Since we are working with bimodal images, Otsu's algorithm tries to find a threshold value (t) which
minimizes the **weighted within-class variance** given by the relation :

\f[\sigma_w^2(t) = q_1(t)\sigma_1^2(t)+q_2(t)\sigma_2^2(t)\f]

where

\f[q_1(t) = \sum_{i=1}^{t} P(i) \quad \& \quad q_1(t) = \sum_{i=t+1}^{I} P(i)\f]\f[\mu_1(t) = \sum_{i=1}^{t} \frac{iP(i)}{q_1(t)} \quad \& \quad \mu_2(t) = \sum_{i=t+1}^{I} \frac{iP(i)}{q_2(t)}\f]\f[\sigma_1^2(t) = \sum_{i=1}^{t} [i-\mu_1(t)]^2 \frac{P(i)}{q_1(t)} \quad \& \quad \sigma_2^2(t) = \sum_{i=t+1}^{I} [i-\mu_1(t)]^2 \frac{P(i)}{q_2(t)}\f]

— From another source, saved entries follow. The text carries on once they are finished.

PR #3432, opened 2024-03-25
Update Distroless to Debian 12

haydentherapper:
#### Overview

Updated the Distroless image to Debian 12

gcr.io/distroless/static is Debian 10, which is quite outdated. Updated to the Debian 12 version of the static image, and used the nonroot tag since the root user isn't needed.

We've been running a version of Dex in production with this image without issue.


nabokihms:
Thanks @haydentherapper.

LGTM, I'm just curious: is there any problem with the debian 10 static image? I always thought that being distroless makes the image distro-independent.

nabokihms (approved):

loosebazooka:
There are some files in static that are pulled from debian repos like CA certs and such.

loosebazooka:
also minor correction, the un-debian-versioned tag points to debian11, but we're going to start deprecating those images this year at some point.

PR #3458, opened 2024-04-08
use the default cosign version from the action

cpanato:
#### Overview

- use the default cosign version from the action

not pinning the cosign version helps to be always up-to-date and depends only in the action update


cpanato:
> Is it pinned in the action? I've burnt myself with silent upgrades more than I care to admit.

yes, it is pinned, but if you want to do another PR to update the cosign version is fine as well, just trying to reduce the overhead

sagikazarmark:
> yes, it is pinned

That's enough for me

sagikazarmark (approved):

Issue #3450, opened 2024-04-04
[google connector] prompt=consent on all offline_access scopes


TheRealNoob:
### Preflight Checklist

- [X] I agree to follow the [Code of Conduct](https://github.com/dexidp/dex/blob/master/.github/CODE_OF_CONDUCT.md) that this project adheres to.
- [X] I have searched the [issue tracker](https://www.github.com/dexidp/dex/issues) for an issue that matches the one I want to file, without success.
- [X] I am not looking for support or already pursued the available [support channels](https://github.com/dexidp/dex/issues/new/choose) without success.

### Version

2.39.0

### Storage Type

Kubernetes

### Installation Type

Official Helm chart

### Expected Behavior

Dex should omit the `prompt` field when using the Google connector.  Or allow it to be configurable using `config.promptType`.

### Actual Behavior

If someone opens an authentication flow against Dex with `scope=["offline_access"]` then dex includes `prompt=consent` on its request to Google every time ([this code](https://github.com/dexidp/dex/blob/master/connector/google/google.go#L172-L174)).  This is adds unnecessary dialogue boxes for the user.  Per Google's [docs](https://developers.google.com/identity/openid-connect/openid-connect#re-consent):
> You can prompt the user to re-authorize your app by setting the [prompt](https://developers.google.com/identity/openid-connect/openid-connect#prompt) parameter to consent in your [authentication request](https://developers.google.com/identity/openid-connect/openid-connect#sendauthrequest). When prompt=consent is included, the consent screen is displayed every time your app requests authorization of scopes of access, even if all scopes were previously granted to your Google APIs project. For this reason, include prompt=consent only when necessary.

Per [these docs](https://developers.google.com/identity/protocols/oauth2/web-server#creatingclient) (see the table) if you omit the `prompt` field, then Google will prompt on first consent and not after.

nabokihms:
Making it configurable it a good improvement.

TheRealNoob:
@nabokihms it seems it's not possible to omit the `prompt` field via `promptType`.  Perhaps there's another way?  Or if it's added to the Google connector, it would only make sense that it would have to added to all?

abhisek:
Looks like a simple fix to me that involves:

1. Introduce a new configuration parameter, essentially a boolean toggle
2. Based on the config, include or skip adding `oauth2.SetAuthURLParam("prompt", "consent")` in the `LoginURL`

[...]

PR #3475, opened 2024-04-13
feat: Add support for configurable prompt type for Google connector

abhisek:
#### Overview

Add support for configurable prompt type for Google Connector. Reference https://github.com/dexidp/dex/issues/3450

- Allows the user to explicitly configure the value of `prompt` parameter in login URL generated by Google connector

Ref https://github.com/dexidp/dex/issues/3450

The original ask was to avoid the user experience of consent screen every time authentication flow goes through `dex` into Google by skipping `prompt=consent` flag. As per OIDC specification, there is no valid value for `prompt` param to achieve this. So this PR just allows the ability to set the value of `prompt` parameter through configuration. Setting an explicit `""` (empty) value for prompt should be functionally equivalent for skipping it for Google connector

### DIFF
--- a/connector/google/google.go
+++ b/connector/google/google.go
@@ -58,6 +58,10 @@ type Config struct {
 
 	// If this field is true, fetch direct group membership and transitive group membership
 	FetchTransitiveGroupMembership bool `json:"fetchTransitiveGroupMembership"`
+
+	// Optional value for the prompt parameter, defaults to consent when offline_access
+	// scope is requested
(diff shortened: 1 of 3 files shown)


nabokihms (commented):
Looks good to me, thanks! The only thing left is satisfying the linter.

Oh, and one more. Could you please also open a PR to the website repo with the doc fix? https://dexidp.io/docs/connectors/google/

nabokihms (approved):
Thanks a lot. Great contribution!

PR #3502, opened 2024-05-03
use log/slog for structured logging

### LINKED ISSUE #2020: Introduce structured logging

seankhliao:
#### Overview

Switches pkg/log and logrus for the standard library's slog logger.

This is more or less a mechanical replacement of the internal `log.Logger` interface and `logrus` logger with the standard library's slog.
This appears to be the general community consensus on a standard logging interface, where slog.Logger is used as the common interface, and implementations can switch out the `slog.Handler` if necessary.

Connectors have their type and id added as attributes.
Log lines are lowercased for consistency.

Closes #2020

If dex is used as a library, this will be a breaking change.
Log line output will be different from before.


cmd/dex/serve.go
```diff
@@ -98,22 +97,22 @@ func runServe(options serveOptions) error {
...
-		version,
-		runtime.Version(),
-		runtime.GOOS,
-		runtime.GOARCH,
+	logger.Info(
+		"Version info",
+		"dex_version", version,
+		"go_version", runtime.Version(),
+		"go_os", runtime.GOOS,
+		"go_arch", runtime.GOARCH,
```
sagikazarmark, line 105: nit: I wonder if using slog's group feature here would make sense. As far as I understand, that basically means using dot-notated labels (ie. `go.version` instead of `go_version`).

https://pkg.go.dev/log/slog#hdr-Groups

cmd/dex/serve.go
```diff
@@ -508,53 +507,29 @@ func runServe(options serveOptions) error {
...
 	case "", "text":
-		formatter.f = &logrus.TextFormatter{DisableColors: true}
+		slog.NewTextHandler(os.Stdout, &slog.HandlerOptions{
+			Level: level,
+		})
 	case "json":
-		formatter.f = &logrus.JSONFormatter{}
+		slog.NewJSONHandler(os.Stdout, &slog.HandlerOptions{
+			Level: level,
+		})
```
sagikazarmark, line 527: Although I don't think it makes a lot of difference, this changes where logs go (stdout instead of stderr).

We should at least highlight it somewhere.

WDYT @nabokihms ?

connector/atlassiancrowd/atlassiancrowd.go
```diff
@@ -80,16 +80,16 @@ type crowdAuthenticationError struct {
 }
 
 // Open returns a strategy for logging in through Atlassian Crowd
-func (c *Config) Open(_ string, logger log.Logger) (connector.Connector, error) {
+func (c *Config) Open(id string, logger *slog.Logger) (connector.Connector, error) {
 	if c.BaseURL == "" {
 		return nil, fmt.Errorf("crowd: no baseURL provided for crowd connector")
 	}
-	return &crowdConnector{Config: *c, logger: logger}, nil
+	return &crowdConnector{Config: *c, logger: logger.With("connector_type", "atlassiancrowd", "connector_id", id)}, nil
```
sagikazarmark, line 87: Same thing about connectors: maybe use `slog.Group`?

sagikazarmark (commented):
Thank you @seankhliao, I really appreciate you tackling this.

I'm mostly satisfied with how things look. I made a few comments, curious what you think.

cmd/dex/serve.go
seankhliao: I changed it to stdout. I just wasn't sure which one it should have gone to.

cmd/dex/serve.go
seankhliao: I changed it to use groups.
It'll be `go.version` in the text output, and in json `"go": {"version": ...}`

connector/atlassiancrowd/atlassiancrowd.go
seankhliao: updated to use groups too

cmd/dex/serve.go
nabokihms: Can be a problem, but mentioning it in changelog should be fine enough.

connector/ldap/ldap.go
```diff
@@ -188,12 +188,12 @@ func parseScope(s string) (int, bool) {
...
 // group to user matching implementations.
 // See "Config.GroupSearch.UserMatchers" comments for the details
-func userMatchers(c *Config, logger log.Logger) []UserMatcher {
+func userMatchers(c *Config, logger *slog.Logger) []UserMatcher {
 	if len(c.GroupSearch.UserMatchers) > 0 && c.GroupSearch.UserMatchers[0].UserAttr != "" {
 		return c.GroupSearch.UserMatchers
 	}
 
-	log.Deprecated(logger, `LDAP: use groupSearch.userMatchers option instead of "userAttr/groupAttr" fields.`)
+	slog.Warn(`use "groupSearch.userMatchers" option instead of "userAttr/groupAttr" fields`, "type", "deprecated", "connector", "ldap")
```
nabokihms, line 196: Should we use the logger here? Otherwise the logline will not be formatted as JSON. 

BTW what is type? Maybe we can use a boolean label like `"deprecated": true` similar to Kubernrtes?

cmd/dex/serve.go
seankhliao: sorry I meant I changed it back to stderr

connector/ldap/ldap.go
seankhliao: I was a bit unsure about it since the old deprecation messages logged through a different logger.
I was thinking of the type of log message when I originally went with type=deprecated.

I've changed it to use the component's logger and type=deprecated -> deprecated=true (plus 2 other places where deprecations were logged).

nabokihms (approved):

seankhliao:
i rebased to resolve a conflict with new additions to the google connector

nabokihms:
@sagikazarmark from my point of view, looks good enough to be merged. Anything else from your side?

sagikazarmark (approved):
LGTM thanks @seankhliao

yardenshoham:
Hi how to set it to log debug statements?

Previously it was
```yaml
logger:
  level: debug
```

PR #3506, opened 2024-05-03
feat: allow domain names or IDs in keystone connector

cardoe:
OpenStack Keystone allows a user to authenticate against a domain. That domain can be specified either as the domain ID or the domain name when authenticating. The domain ID is a UUID or the special "default" domain ID so key off of that when deciding what to submit to the keystone API. Collapsed the code to share the domainKeystone struct by utilizing omitempty to skip unset fields.

### DIFF
--- a/connector/keystone/keystone.go
+++ b/connector/keystone/keystone.go
@@ -10,11 +10,13 @@ import (
 	"log/slog"
 	"net/http"
 
+	"github.com/google/uuid"
+
 	"github.com/dexidp/dex/connector"
 )
 
 type conn struct {
-	Domain        string
+	Domain        domainKeystone
 	Host          string
 	AdminUsername string
 	AdminPassword string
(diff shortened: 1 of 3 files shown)


nabokihms (changes requested):
@cardoe thanks, idea looks great. Could you check why tests didn't pass?
```
--- FAIL: TestValidUserLogin (3.44s)
    --- PASS: TestValidUserLogin/test_with_email_address (1.00s)
    --- PASS: TestValidUserLogin/test_without_email_address (0.99s)
    --- FAIL: TestValidUserLogin/test_with_domain_ID (0.51s)
    --- FAIL: TestValidUserLogin/test_with_domain_Name (0.52s)
```

cardoe:
It's cause the dex project has actual good tests and is testing against a real keystone while I fudged it in the tests and had hand added the data into my local keystone. So 👍 on having a good test environment. I'll clean this up and improve the test coverage. Thanks again for the review.

cardoe:
I've now tested it with the rocky container used in the tests as well as my local keystone.

cardoe:
I've also rebased and fixed up for the log changes that happened recently.

nabokihms (approved):
Looks great. Thanks for your contribution, @cardoe!

Issue #3519, opened 2024-05-13
Option to override jwks_uri for OIDC


sohgaura:
### Preflight Checklist

- [X] I agree to follow the [Code of Conduct](https://github.com/dexidp/dex/blob/master/.github/CODE_OF_CONDUCT.md) that this project adheres to.
- [X] I have searched the [issue tracker](https://www.github.com/dexidp/dex/issues) for an issue that matches the one I want to file, without success.

### Problem Description

Please provide option to override jwks_uri. Currently it considers value fetched from .well-known/openid-configuration of issuer.

### Proposed Solution

Please add option to override jwksurl similar to already provided option for authurl and tokenurl.

nabokihms:
closed by https://github.com/dexidp/dex/pull/3543

PR #3527, opened 2024-05-13
Add ability to override JWKS URL for OIDC connector

nabokihms:
#### Overview

Add an option to override discovered JWKS endpoint for OIDC connector

closes https://github.com/dexidp/dex/issues/3519

The test to check the change would have been cumbersome if we had implemented it (because the library doesn't expose the JWKS URL).

### DIFF
--- a/connector/oidc/oidc.go
+++ b/connector/oidc/oidc.go
@@ -107,6 +107,9 @@ type ProviderDiscoveryOverrides struct {
 	// AuthURL provides a way to user overwrite the Auth URL
 	// from the .well-known/openid-configuration authorization_endpoint
 	AuthURL string `json:"authURL"`
+	// JWKSURL provides a way to user overwrite the JWKS URL
+	// from the .well-known/openid-configuration jwks_uri
+	JWKSURL string `json:"jwksURL"`
 }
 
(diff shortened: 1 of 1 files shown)


connector/oidc/oidc.go
```diff
@@ -107,6 +107,9 @@ type ProviderDiscoveryOverrides struct {
 	// AuthURL provides a way to user overwrite the Auth URL
 	// from the .well-known/openid-configuration authorization_endpoint
 	AuthURL string `json:"authURL"`
+	// JWKSURL provides a way to user overwrite the JWKS URL
+	// from the .well-known/openid-configuration jwks_uri
+	JWKSURL string `json:"jwksURL"`
 }
 
 func (o *ProviderDiscoveryOverrides) Empty() bool {
```
sohgaura, line 115: Pls do a check for JWKSURL as well, current condition only checks authurl and tokenurl to override values. This will not work if only JWKSURL is passed. 
Add required changes to [oidc_test.go](https://github.com/dexidp/dex/blob/master/connector/oidc/oidc_test.go) for consistency.

nabokihms:
Closing in favour of https://github.com/dexidp/dex/pull/3543

PR #3554, opened 2024-05-29
Prevent double clicking of the submit button on login

pcorliss:
#### Overview

Disables the submit button on login to prevent clicking multiple times while waiting for a response from the form submission on login.

When connecting to a very slow provider a response can take several seconds, without a visual indicator users click the submit button several times. After multiple clicks when a response is returned it's often a 500 error page within our setup. Better to prevent the user from submitting the form multiple times and indicating that by disabling the button.

We can solve this issue internally by having a custom frontend documented here https://dexidp.io/docs/guides/templates/ but this felt like a good thing to share more widely to help others.

If necessary the following can be rewritten inline to avoid loading a unique JS file.

### DIFF
--- a/web/static/form.js
+++ b/web/static/form.js
@@ -1,4 +1,0 @@
-document.querySelector('form').onsubmit = function(e) {
-    var el = document.querySelector('#submit-login');
-    el.setAttribute('disabled', 'disabled');
-};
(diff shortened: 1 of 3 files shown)


nabokihms (changes requested):
Overall the idea looks cool. Just a couple of questions.

PR #3558, opened 2024-05-31
feat: new Prometheus metrics build_info

nlamirault:
#### Overview

Add a new metric `dex_build_info`, with `version` which will be set to the Git tag version.

```
$ curl -s http://127.0.0.1:5558/metrics | grep build
# HELP dex_build_info A metric with a constant '1' value labeled by version from which Dex was built.
# TYPE dex_build_info gauge
dex_build_info{goarch="arm64",goversion="go1.22.2",version="43a9a144a710803b6a3036368cec3bec9f6f02de-dirty"} 1 
```

### DIFF
--- a/cmd/dex/serve.go
+++ b/cmd/dex/serve.go
@@ -51,6 +51,16 @@ type serveOptions struct {
 	grpcAddr      string
 }
 
+var (
+	buildInfo = prometheus.NewGaugeVec(
+		prometheus.GaugeOpts{
+			Name: "build_info",
+			Help: "A metric with a constant '1' value labeled by version from which Dex was built.",
+		},
+		[]string{"version", "goversion", "goarch"},
+	)
+)
+
 func commandServe() *cobra.Command {
 	options := serveOptions{}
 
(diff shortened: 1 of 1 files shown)


nabokihms (changes requested):
Some suggestion to make the metrics match Kubernetes build info labels:
1. `go_version` instead of `goversion` (for readability) 
2. `platform` instead of`goarch`, because this label is usually used to understand where you can run the software

Overall, PR looks great! Thanks for your effort.

nabokihms:
@nlamirault could you please fix the lint error?

nlamirault:
I don't know how to do that:

```
└─ ➜ go fmt cmd/dex/serve.go

└─ ➜ make lint
golangci-lint has version 1.59.1 built with go1.22.4 from 1a55854 on 2024-06-08T22:05:49Z
WARN [config_reader] The configuration option `run.skip-dirs` is deprecated, please use `issues.exclude-dirs`.
WARN [config_reader] The configuration option `linters.gci.local-prefixes` is deprecated, please use `prefix()` inside `linters.gci.sections`.
cmd/dex/serve.go:54: File is not `gofumpt`-ed (gofumpt)
var (
        buildInfo = prometheus.NewGaugeVec(
                prometheus.GaugeOpts{
                        Name:      "build_info",
                        Namespace: "dex",
                        Help:      "A metric with a constant '1' value labeled by version from which Dex was built.",
                },
                []string{"version", "go_version", "platform"},
        )
make: *** [lint] Error 1
```

nabokihms:
It should help:
```
make help
make fix
```

nabokihms (approved):

PR #3584, opened 2024-06-17
fix: always retrieve github emails when `preferredEmailDomain` is set

thesuperzapper:
## Overview

As discussed in https://github.com/dexidp/website/pull/176, even when `preferredEmailDomain` (which was added by https://github.com/dexidp/dex/pull/2740) is set on the GitHub connector, if the user has a __public__ email on their GitHub profile, it will take precedence over any private one which might match the `preferredEmailDomain` selector.

This is problematic for organizations which want to use the email filter to assign permissions to employees based on their corporate email, as they must tell users to remove any public emails from their profile.

## What this PR does / why we need it

Simply makes it so that we always preform an email check when `preferredEmailDomain` is non empty.

## Special notes for your reviewer

N/A

### DIFF
--- a/connector/github/github.go
+++ b/connector/github/github.go
@@ -531,9 +531,10 @@ func (c *githubConnector) user(ctx context.Context, client *http.Client) (user, 
 		return u, err
 	}
 
-	// Only public user emails are returned by 'GET /user'. u.Email will be empty
-	// if a users' email is private. We must retrieve private emails explicitly.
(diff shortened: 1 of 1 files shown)


nabokihms:
This is a breaking change, so we must mention it in the RM. Overall, it looks decent. Thanks, @thesuperzapper

nabokihms (approved):

PR #3589, opened 2024-06-20
Gracefully handle no args being passed to entrypoint

rgmz:
#### Overview

This is a minor change to prevent a panic in an admittedly niche edge case.

This PR gracefully handles no args being passed to the entrypoint binary.
```sh
# before
./docker-entrypoint
panic: runtime error: index out of range [0] with length 0
goroutine 1 [running]:
main.run({0xc000014140?, 0xc00006e740?, 0x0?}, 0x60?, 0x0?)
/usr/local/src/dex/cmd/docker-entrypoint/main.go:56 +0x5c5
main.main()
/usr/local/src/dex/cmd/docker-entrypoint/main.go:21 +0x65

# after
./docker-entrypoint 
error: no args passed to entrypoint
```

This can occur if someone builds upon the upstream dex image (e.g., adding internal company certificates) and inadvertently breaks the entrypoint/cmd.

### DIFF
--- a/cmd/docker-entrypoint/main.go
+++ b/cmd/docker-entrypoint/main.go
@@ -17,6 +17,10 @@ func main() {
 	// Note that this docker-entrypoint program is args[0], and it is provided with the true process
 	// args.
 	args := os.Args[1:]
+	if len(args) == 0 {
+		fmt.Println("error: no args passed to entrypoint")
+		os.Exit(1)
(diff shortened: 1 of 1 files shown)


nabokihms (approved):

nabokihms:
Good catch! Thanks, @rgmz

PR #309, opened 2019-03-26
User/bsmithvt/login failure bug

bsmithvt:


Fabric.Identity.API/Quickstart/Account/AccountController.cs
```diff
@@ -258,6 +258,7 @@ public async Task<IActionResult> ExternalLoginCallback(string returnUrl)
             }
             catch(InvalidIssuerException exc)
             {
+                await HttpContext.Authentication.SignOutAsync(IdentityServerConstants.ExternalCookieAuthenticationScheme);
```
michaelvidal24: Is this the only cookie that is set at this point that we have to delete?

bsmithvt: I believe so - I deleted the same cookie that is deleted at the end of this method after user login succeeds.

PR #310, opened 2019-03-27
Update scripts so that we don't get in a bad state in interactive ins…

michaelvidal24:
…tall if common config properties are not defined.

### DIFF
--- a/Fabric.Identity.API/scripts/Install-Identity-Utilities.psm1
+++ b/Fabric.Identity.API/scripts/Install-Identity-Utilities.psm1
@@ -1228,10 +1228,12 @@ function Get-IdpssWebDeployParameters{
         [Parameter(Mandatory=$true)]
         [Hashtable] $commonConfig,
         [PSCredential] $credential,
+        [string] $applicationEndpoint,
         [string] $discoveryServiceUrl,
         [string] $noDiscoveryService,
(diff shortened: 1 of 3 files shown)


Fabric.Identity.API/scripts/Install-Identity-Utilities.psm1
```diff
@@ -1282,8 +1284,6 @@ function Confirm-ServiceConfig{
 
     Confirm-SettingIsNotNull -settingName "common.sqlServerAddress" -settingValue $commonConfig.sqlServerAddress
     Confirm-SettingIsNotNull -settingName "common.metadataDbName" -settingValue $commonConfig.metadataDbName
-    Confirm-SettingIsNotNull -settingName "common.webServerDomain" -settingValue $commonConfig.webServerDomain
-    Confirm-SettingIsNotNull -settingName "common.clientEnvironment" -settingValue $commonConfig.clientEnvironment
```
ctediz: Was clientEnvironment being used for anything? Not seeing it being assigned in anything that was removed, but it looks like it was still being checked for like on this line

michaelvidal24: I could not find any references to it, so I removed it.

PR #312, opened 2019-03-28
Call the idpss script in quiet mode so we don't prompt for the same v…

michaelvidal24:
…alues 2x.

### DIFF
--- a/Fabric.Identity.API/scripts/Install-Identity.ps1
+++ b/Fabric.Identity.API/scripts/Install-Identity.ps1
@@ -36,7 +36,7 @@ if(!(Test-IsRunAsAdministrator))
 }
 
 $ErrorActionPreference = "Stop"
-
+$configStore = @{Type = "File"; Format = "XML"; Path = "$installConfigPath"}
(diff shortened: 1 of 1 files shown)


Fabric.Identity.API/scripts/Install-Identity.ps1
```diff
@@ -130,8 +134,7 @@ if ($fabricInstallerSecret){
 }
 
 # Call the Idpss powershell script
-$configStore = @{Type = "File"; Format = "XML"; Path = "$installConfigPath"}
-.\Install-IdentityProviderSearchService.ps1 -credential $iisUser.Credential -configStore $configStore -noDiscoveryService:$noDiscoveryService -quiet:$quiet
+.\Install-IdentityProviderSearchService.ps1 -credential $iisUser.Credential -configStore $configStore -noDiscoveryService:$noDiscoveryService -quiet
```
ctediz: Looks like the script is prompting for everything in the identity install script if not quiet, and always calling the idpss install as quiet.

Looks reasonable

PR #316, opened 2019-04-01
added logic to handle previously unhandled exception

bsmithvt:


Fabric.Identity.API/Quickstart/Account/AccountController.cs
```diff
@@ -262,12 +262,21 @@ public async Task<IActionResult> ExternalLoginCallback(string returnUrl)
...
+            try
+            {
+                //issue authentication cookie for user
+                user = await _userLoginManager.UserLogin(
+                    claimInformation.Provider,
+                    _claimsService.GetEffectiveUserId(claimInformation),
+                    claimInformation.Claims,
+                    claimInformation?.ClientId);
+            }
+            catch (Exception e)
```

It actually finds a value of t which lies in between two peaks such that variances to both classes
are minimum. It can be simply implemented in Python as follows:
@code{.py}
img = cv2.imread('noisy2.png',0)
blur = cv2.GaussianBlur(img,(5,5),0)

# find normalized_histogram, and its cumulative distribution function
hist = cv2.calcHist([blur],[0],None,[256],[0,256])
hist_norm = hist.ravel()/hist.max()
Q = hist_norm.cumsum()

bins = np.arange(256)

fn_min = np.inf
thresh = -1

for i in xrange(1,256):
    p1,p2 = np.hsplit(hist_norm,[i]) # probabilities
    q1,q2 = Q[i],Q[255]-Q[i] # cum sum of classes
    b1,b2 = np.hsplit(bins,[i]) # weights

    # finding means and variances
    m1,m2 = np.sum(p1*b1)/q1, np.sum(p2*b2)/q2
    v1,v2 = np.sum(((b1-m1)**2)*p1)/q1,np.sum(((b2-m2)**2)*p2)/q2

    # calculates the minimization function
    fn = v1*q1 + v2*q2
    if fn < fn_min:
        fn_min = fn
        thresh = i

# find otsu's threshold value with OpenCV function
ret, otsu = cv2.threshold(blur,0,255,cv2.THRESH_BINARY+cv2.THRESH_OTSU)
print thresh,ret
@endcode
*(Some of the functions may be new here, but we will cover them in coming chapters)*

Additional Resources
--------------------

-#  Digital Image Processing, Rafael C. Gonzalez

Exercises
---------

-#  There are some optimizations available for Otsu's binarization. You can search and implement it.